Ce fes­ti­val s’était ouvert sur une soi­rée flam­boyante, on peut en dire autant de celle d’hier soir. Elle com­mence avec le duo fan­tai­siste – mais pas seule­ment ! – Du vent dans les bronches. Cha­kib Cadi Tazi à la gui­tare et au chant et Jean-Chris­tophe Pla­nès au haut­bois et au saxo­phone ne manquent pas de sur­prendre, enchaî­nant des titres volon­tiers mili­tants, des reprises – La prin­cesse et le croque-notes, savou­reux accom­pa­gne­ment du saxo – des paro­dies – un Radi­ca­li­sez-moi qui a ravi le public. Ensuite vint le trio, Jules Nec­tar, Milu Mil­pop et Clé­ment Fois­seau, dans la ver­sion acous­tique de leur réper­toire. Nous avons sou­vent dit com­bien c’était doux et atta­chant. On se sur­prend à chan­ter avec eux ces chan­sons qui nous sont deve­nues fami­lières. Force est de consta­ter que leur trio affiche dans cet exer­cice une conni­vence, une joie, un par­tage fami­lier propres à séduire le public.

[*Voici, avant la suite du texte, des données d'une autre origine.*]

PR #297, opened 2018-04-05
(IMAGES-752) Ubuntu 18.04 systemd updates

caseywilliams:
18.04 commits more heavily to systemd than the previous LTS; Update
several parts of the vsphere bootstrap script for 18.04 to rely on
systemd tools:

- Run the bootstrap script via a oneshot vsphere.bootstrap systemd
  service instead of via rc.local
- systemd-networkd's DHCP client uses /etc/machine-id to create a client
  ID - this value is the same on hosts cloned from the same template, so
  regenerate it during bootstrap
- Use systemd-timesyncd instead of NTP
- Use hostnamectl to set the hostname

### DIFF
--- a/templates/ubuntu/18.04/common/files/preseed.cfg
+++ b/templates/ubuntu/18.04/common/files/preseed.cfg
@@ -21,11 +21,12 @@ d-i passwd/root-password password puppet
 d-i passwd/root-password-again password puppet
 d-i passwd/make-user boolean false
 d-i user-setup/allow-password-weak boolean true
-d-i pkgsel/include string curl gcc make nfs-common ntp openssh-server perl wget
+d-i pkgsel/include string curl gcc make nfs-common openssh-server perl wget
 d-i pkgsel/install-language-support boolean false
 d-i pkgsel/update-policy select none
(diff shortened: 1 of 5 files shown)


templates/ubuntu/18.04/common/files/preseed.cfg
```diff
@@ -21,11 +21,12 @@ d-i passwd/root-password password puppet
...
 d-i passwd/make-user boolean false
 d-i user-setup/allow-password-weak boolean true
-d-i pkgsel/include string curl gcc make nfs-common ntp openssh-server perl wget
+d-i pkgsel/include string curl gcc make nfs-common openssh-server perl wget
 d-i pkgsel/install-language-support boolean false
 d-i pkgsel/update-policy select none
 d-i pkgsel/upgrade select full-upgrade
-d-i time/zone string US/Pacific
+d-i time/zone string GMT
+d-i clock-setup/utc boolean true
```
caseywilliams: IMAGES-802 has been filed to use UTC on Ubuntu images instead of PST (all other platforms use UTC)

PR #300, opened 2018-04-12
(IMAGES-801) Add the load balancer repo to redhat-6-x86_64 images

ScottGarman:
Puppet modules testing CI requires the haproxy package, which is offered
via the lb (load balancer) repo. This is only required for the
redhat-6-x86_64 platform.


ScottGarman:
I have successfully validated this image on vmpooler-dev. The Jenkins imaging acceptance tests failed for the same reason that p-a 5.5.x puppet tests are failing. So that's a known issue and the change being made to the image here would not cause the test failure. This is ready for merge now.

PR #301, opened 2018-04-13
(IMAGES-806) Update Win-2016-hyperv to Build 1709

jcoconnor:
Hyperv/Docker requires Build 1709 which is a seperate ISO from the
original updated windows build .iso. 

Note - This is the CORE rather than the full Desktop/GUI edition of windows.

The first commit is the actual change, the second commit is just an update of the version strings across all the builds as is current practice until we automate versioning for the windows builds.


michaeltlombardi:
Travis error looks unrelated but still needs resolving.

ScottGarman:
According to our travis config, it looks like we're running this test on Ubuntu Trusty, but are installing the shellcheck package from the Debian sid repository. We should look into updating this to use Ubuntu Xenial, which offers shellcheck in its native repos.

PR #302, opened 2018-04-23
(IMAGES-747) Add Fedora 28 (beta) platform

ScottGarman:


ScottGarman:
This has been tested/validated on vmpooler-dev successfully.

templates/fedora/28/x86_64/vars.json
```diff
@@ -0,0 +1,13 @@
...
+    "template_name"                         : "fedora-28-x86_64",
+    "template_os"                           : "fedora-64",
+    "beakerhost"                            : "fedora28-64",
+    "version"                               : "0.0.1",
+    "iso_url"                               : "https://artifactory.delivery.puppetlabs.net/artifactory/generic/iso/Fedora-Server-dvd-x86_64-28_Beta-1.3.iso",
+    "iso_checksum"                          : "73efad9c6f17055d3166042eebf9946ff8f16071fbb1f4a53cc9ded8771bb068",
+    "iso_checksum_type"                     : "sha256",
+    "vmware_vsphere_nocm_vmx_data_memsize"  : "4096",
+    "vmware_vsphere_nocm_vmx_data_numvcpus" : "2",
+    "floppy_files"                          : "../files/ks.cfg",
```
ekinanp: Would be more consistent to have this in a 'common/files' folder but not a big deal.

ScottGarman: If we were building multiple architectures for F28, I can see that common would have some semantic benefits. But in this case the kickstart file is specific only to this arch of F28.

PR #306, opened 2018-04-30
Documentation improvements re: support status

ScottGarman:
Adds a support_status variable to all templates to indicate whether the template is maintained by Puppet vs. community maintained. It also adds a Support Status section in the various OS README.md files to clarify which OS versions are Puppet maintained vs. community maintained.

C’est d’autant plus intri­gant, cap­ti­vant de les décou­vrir ensuite dans deux chan­sons de leur pro­jet tout neuf, à peine sor­ti de l’œuf, un cer­tain « Biceps »… Milu et Jules, cha­cun der­rière un cla­vier, der­rière leurs micros qui jouent sur la « réverb », don­nant par ins­tants de l’écho à leur voix, Clé­ment tou­jours à la gui­tare élec­trique, nous emportent cette fois aux anti­podes de leur trio acous­tique, dans un uni­vers électro…L’ordinateur en ayant déci­dé, s’étant mis à n’en faire qu’à sa tête (!!) c’est en acous­tique qu’ils ont dû chan­ter leur troi­sième titre, rap­pe­lant, s’il est besoin, la com­plexi­té de ces nou­velles expres­sions musi­cales… Il fau­dra donc patien­ter, attendre le 13 novembre au Metro­num à Tou­louse, une soi­rée du Bijou hors les murs, pour en décou­vrir davan­tage… Mais, disons-le, ces pre­miers pas nous ont mis en appétit !

L’été prend fin.

La ren­trée sco­laire s’annonce avec son cor­tège de ques­tions dans ces temps si troublés.

Le Relais de Poche pour­sui­vra sa pro­gram­ma­tion déjà en place, après cette paren­thèse inat­ten­due, ce fes­ti­val né de l’interruption du prin­temps. Connaî­tra –t‑il une suite dans ce petit jar­din de la mai­rie de Ver­niolle ? Pour­ra-t-il alors trou­ver sa place dans la mul­ti­pli­ca­tion des pro­po­si­tions esti­vales du dépar­te­ment ? Dif­fi­cile de répondre mais ren­dons grâce, une nou­velle fois, à l’inventivité de ces petits lieux qui, en milieu rural, garde vivante la culture dont nous avons tel­le­ment besoin.